Recently, the polling firm Morning Consult released a slew of polls from Senate battlegrounds conducted in the period of September 11th to the 20th. It brought good news for Democrats but one of their biggest obstacles is that they need offensive targets in right leaning seats or even deep red states. Because of this, they will need to rely on split ticket voting, something that has been declared dead or dying. I wanted to take a look at how true that statement was and see if Democrats really could pull off a Senate win. The first table below shows the Senate polling for Morning Consult compared to their presidential polling earlier this month and taken after the RNC, with the average gap sitting at 5%.
I decided to look at all Senate ticket splitting since 2000, partly because the Ross Perot runs messed up a lot of the measurements and this was a clean start. The chart below plots all of the absolute differences in a box plot at the top and below that a line plotting the number of double-digit splits.

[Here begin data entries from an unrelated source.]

PR #154, opened 2018-03-01
First pass of improving logging

insacuri:
changed ''.format() to f'' to make it more readable and shorter.
Removed config item that is used in 1 place and will never change.

Link to Trello card

**How to review**


necrophonic:
Just about the PR itself - if we're using a PR template, can we fill in the appropriate sections? If they're not appropriate to the PR in question, either delete them or, better, put n/a :)

secure_message/repository/database.py
```diff
@@ -39,7 +39,7 @@ class SecureMessage(db.Model):
     def __init__(self, msg_id="", subject="", body="", thread_id="", collection_case='',
                  ru_id='', survey='', collection_exercise='', from_internal=False):
 
-        logger.debug("Initialised Secure Message entity: msg_id: {}".format(id))
+        logger.debug(f"Initialised Secure Message entity: msg_id: {id}")
```
necrophonic: [Out of scope of this PR] - I've raised an issue (https://github.com/ONSdigital/ras-secure-message/issues/155) to address that logs should be structured

config.py
```diff
@@ -81,7 +81,6 @@ class Config:
     RM_CASE_SERVICE_PORT = os.getenv('RM_CASE_SERVICE_PORT', 8171)
     RM_CASE_SERVICE_PROTOCOL = os.getenv('RM_CASE_SERVICE_PROTOCOL', 'http')
     RM_CASE_SERVICE = f'{RM_CASE_SERVICE_PROTOCOL}://{RM_CASE_SERVICE_HOST}:{RM_CASE_SERVICE_PORT}/'
-    RM_CASE_POST = '{}cases/{}/events'
```
warrenbailey: Not sure this needs to be in global app config, it could just be a constant in case_service.py

insacuri: I don't get what you mean.  It was there before and I'm removing it as it's indirection for indirections sake.  It was also used 1 time in the whole of secure message (not including the tests where it's used twice).

secure_message/repository/database.py
insacuri: Awesome, I agree that's definitely a better way of doing it.

config.py
warrenbailey: Sorry my bad, read it quickly and thought you'd added it.  You've done what I wanted anyway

2016 still saw a decent amount of ticket splitting, with an average of high single digits though the 75th percentile was lower. There were also not many outliers and the number of double-digit margin splits has been steadily dropping for the last two decades. Most of the Morning Consult polls, and most competitive races, take place in battleground states. I took the same measure and then narrowed it down to states that were decided by 10% or less in the presidential race.Here you can see 2016 was abnormally low, with a median split of low single digits and smaller maximums than before. If Democrats want to win the Senate and 2020 is like 2016, they will need to hope that there is still a strong showing at the presidential level because they probably won’t be able to run that far ahead of Biden’s numbers.